Java Tools Tutorials - Herong's Tutorial Examples

Java Tools Tutorials - Herong's Tutorial Examples PDF

Author: Herong Yang

Publisher: HerongYang.com

Published: 2020-12-20

Total Pages: 376

ISBN-13:

DOWNLOAD EBOOK →

This tutorial book based on notes and sample codes collected by the author while he was learning Java tools himself. Topics includes: 'java/javaw' Launcher, 'javac' Compiler, 'javadoc' Document Generator, 'javap' Class File Disassembler, 'jar/jarsigner' Archive Tool, 'jconsole' Console, 'jdb' Debugger, 'jdeps' Dependency Analyzer, 'jdeprscan' Deprecated API Scanner, 'jhat' Heap Analysis Tool, 'jlink' JRE Linker, 'jhsdb' HotSpot Debugger, 'jmap' Memory Dumper, 'jmc' Mission Control, 'jpackage' Binary Package Builder, 'jrunscript' Script Shell, 'jstack' Stack Dumper, 'jstat' Statistics, 'jstatd' Statistics Daemon, 'jvisualvm' Visual VM, 'jwebserver' Web Server, 'keytool' Keystore Tool, 'serialver' serialVersionUID generator. Updated in 2023 (Version v6.23) with JDK 20. For latest updates and free sample chapters, visit https://www.herongyang.com/Java-Tools.

X Power Tools

X Power Tools PDF

Author: Chris Tyler

Publisher: "O'Reilly Media, Inc."

Published: 2008-02-05

Total Pages: 273

ISBN-13: 0596101953

DOWNLOAD EBOOK →

Provides information on the X Window System, covering such topics as X.org configuration, the X Server, utility programs, remote access, VNC, and keyboard configuration.

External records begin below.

PR #1571, opened 2021-01-22
Add tenant and super tenant to auth url

thivi:

### DIFF
--- a/apps/console/src/public/deployment.config.json
+++ b/apps/console/src/public/deployment.config.json
@@ -29,7 +29,7 @@
     },
     "idpConfigs": {
         "enablePKCE": true,
-        "clockTolerance": 60,
+        "clockTolerance": 300,
         "responseMode": "query",
         "scope": [ "SYSTEM" ],
         "serverOrigin": "https://localhost:9443",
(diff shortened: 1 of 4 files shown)


apps/console/src/public/deployment.config.json
```diff
@@ -29,7 +29,7 @@
     },
     "idpConfigs": {
         "enablePKCE": true,
-        "clockTolerance": 60,
+        "clockTolerance": 300,
```
brionmario, line 32: Since this file is templated, If this value should be the default, make sure this change done to the [default.json](https://github.com/brionmario/carbon-identity-framework/blob/master/features/identity-core/org.wso2.carbon.identity.core.server.feature/resources/org.wso2.carbon.identity.core.server.feature.default.json) or configured as default on the SDK side.

If this change is needed only for a specific env, the corresponding toml config can be found [here](https://github.com/brionmario/carbon-identity-framework/blob/master/features/identity-core/org.wso2.carbon.identity.core.server.feature/resources/org.wso2.carbon.identity.core.server.feature.default.json).

jeradrutnam:
How are we construct the URI using those custom params? Not from the SDK side right ?

apps/console/src/public/deployment.config.json
jeradrutnam: Looks like in default json this is not added yet. So let's merge this PR and update the default.json in the next PR. @thivi Please update after.

jeradrutnam (approved):

PR #1589, opened 2021-01-26
Add  translations & customization related to inviteMgFeature.

inthirakumaaran:


brionmario (approved):

modules/i18n/src/models/namespaces/console-ns.ts
```diff
@@ -3218,6 +3218,69 @@ export interface ConsoleNS {
                     darkMode: string;
                 };
             };
+            invite?: {
```
brionmario, line 3221: Shall we not use optional here?. Since other languages implementing this interface will not be forced to add the translation.

brionmario (approved):

PR #1596, opened 2021-01-27
Remove URL encoding from the URLs shown in the Application config UIs

DinikaSen:
## Purpose
In Application configuration section of the Console displays the URLs (Authorized redirect URIs) with URL encoding. This PR removed URL encoding from UI, hence the displayed URLs will be shown without URL encoding.

image

### DIFF
--- a/modules/react-components/src/components/input/url-input.tsx
+++ b/modules/react-components/src/components/input/url-input.tsx
@@ -516,7 +516,9 @@ export const URLInput: FunctionComponent<URLInputPropsInterface> = (
                     />
                 ) : <span>{ protocol }</span> }
                 <span>://</span>
-                <span>{ onlyOrigin ? host : pathWithoutProtocol }</span>
+                <span style = {{ whiteSpace: "pre" }}>
+                    { onlyOrigin ? decodeURIComponent(host) : decodeURIComponent(pathWithoutProtocol) }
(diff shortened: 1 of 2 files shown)


modules/react-components/src/components/input/url-input.tsx
```diff
@@ -516,7 +516,9 @@ export const URLInput: FunctionComponent<URLInputPropsInterface> = (
                     />
                 ) : <span>{ protocol }</span> }
                 <span>://</span>
-                <span>{ onlyOrigin ? host : pathWithoutProtocol }</span>
+                <span style = {{ whiteSpace: "pre" }}>
```
DimalChandrasiri, line 519: Could we get the inline styles to the respective theme component file?

mefarazath:
Not related to this fix, but from your screenshot noticed that "Authorized Redirect URIs" and it's help text are not consistent (ie. help text uses the work Redirect URL)

DinikaSen:
> Not related to this fix, but from your screenshot noticed that "Authorized Redirect URIs" and it's help text are not consistent (ie. help text uses the work Redirect URL), Can we fix that too with this effort

Fixed with https://github.com/wso2/identity-apps/pull/1602

NipuniBhagya (approved):

PR #1607, opened 2021-01-29
[Console] [Fix] Implement copy to clipboard feature to support password fields.

yasinmiran:
Signed-off-by: Yasin <wytm97@protonmail.com>

## Implementation
https://user-images.githubusercontent.com/25561152/106269375-708c1100-6252-11eb-8d6e-91cff9b9f352.mp4

### DIFF
--- a/modules/react-components/src/components/input/copy-input-field.tsx
+++ b/modules/react-components/src/components/input/copy-input-field.tsx
@@ -81,6 +81,52 @@ export const CopyInputField: FunctionComponent<CopyInputFieldPropsInterface> = (
         }
     }, [ copied ]);
 
+    /**
+     * Copies the value to the users clipboard. This function does
+     * support for IE11 as its using obsolete {@link document.execCommand}
+     * if the {@link Clipboard} is unavailable.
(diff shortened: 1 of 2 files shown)


modules/react-components/src/components/input/copy-input-field.tsx
```diff
@@ -20,6 +20,7 @@ import { TestableComponentInterface } from "@wso2is/core/models";
 import classNames from "classnames";
 import React, { FunctionComponent, MouseEvent, ReactElement, useEffect, useRef, useState } from "react";
 import { Button, Icon, Input, Popup } from "semantic-ui-react";
+import { CommonUtils } from "@wso2is/core/dist/src/utils";
```
brionmario, line 23:
```suggestion
import { CommonUtils } from "@wso2is/core/utils";
```

yasinmiran: Thanks! This is now fixed in commit 80d844a

DimalChandrasiri (approved):

PR #5966, opened 2024-04-16
Fix alternative subject identifier update issue when disbale the option

sandushi:
### Purpose
$subject


.changeset/old-spiders-cheer.md
```diff
@@ -0,0 +1,5 @@
+---
+"@wso2is/features": patch
```
Achintha444, line 2: Bump console version as well

DonOmalVindula (approved):

PR #5973, opened 2024-04-16
Fix minor bug in appearing hint upon checkbox tick

ashanthamara:
### Purpose
In username validation page, hint of the custom username type should be visible when alphanumeric checkbox is disabled.
This PR will enable the hint without page refresh.

https://github.com/wso2/identity-apps/assets/75057725/676df594-a0b7-4cf2-8827-daf4708d0717

### DIFF
--- a/.changeset/giant-apes-beam.md
+++ b/.changeset/giant-apes-beam.md
@@ -1,0 +1,6 @@
+---
+"@wso2is/features": patch
+"@wso2is/console": patch
+---
+
+Fix minor bug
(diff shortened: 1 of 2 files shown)


Avarjana (approved):

.changeset/giant-apes-beam.md
```diff
@@ -0,0 +1,6 @@
+---
+"@wso2is/features": patch
+"@wso2is/console": patch
```
Achintha444, line 3: we do not need to bump console
cc: @pavinduLakshan

Achintha444 (approved):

Functional Programming for Java Developers

Functional Programming for Java Developers PDF

Author: Dean Wampler

Publisher: "O'Reilly Media, Inc."

Published: 2011-07-29

Total Pages: 89

ISBN-13: 1449311032

DOWNLOAD EBOOK →

"Dean Wampler, Java expert and author of Programmin Scala (O'Reilley), shows you how to apply principles such as immutability, avoidance of side effects, and higher-order functions to your Java code. Each chapter provides exercises to help you practice what you've learned. Once you grasp the benefits of functional programming, you'll discover that it improves all the code you write."--From p. [4] of cover.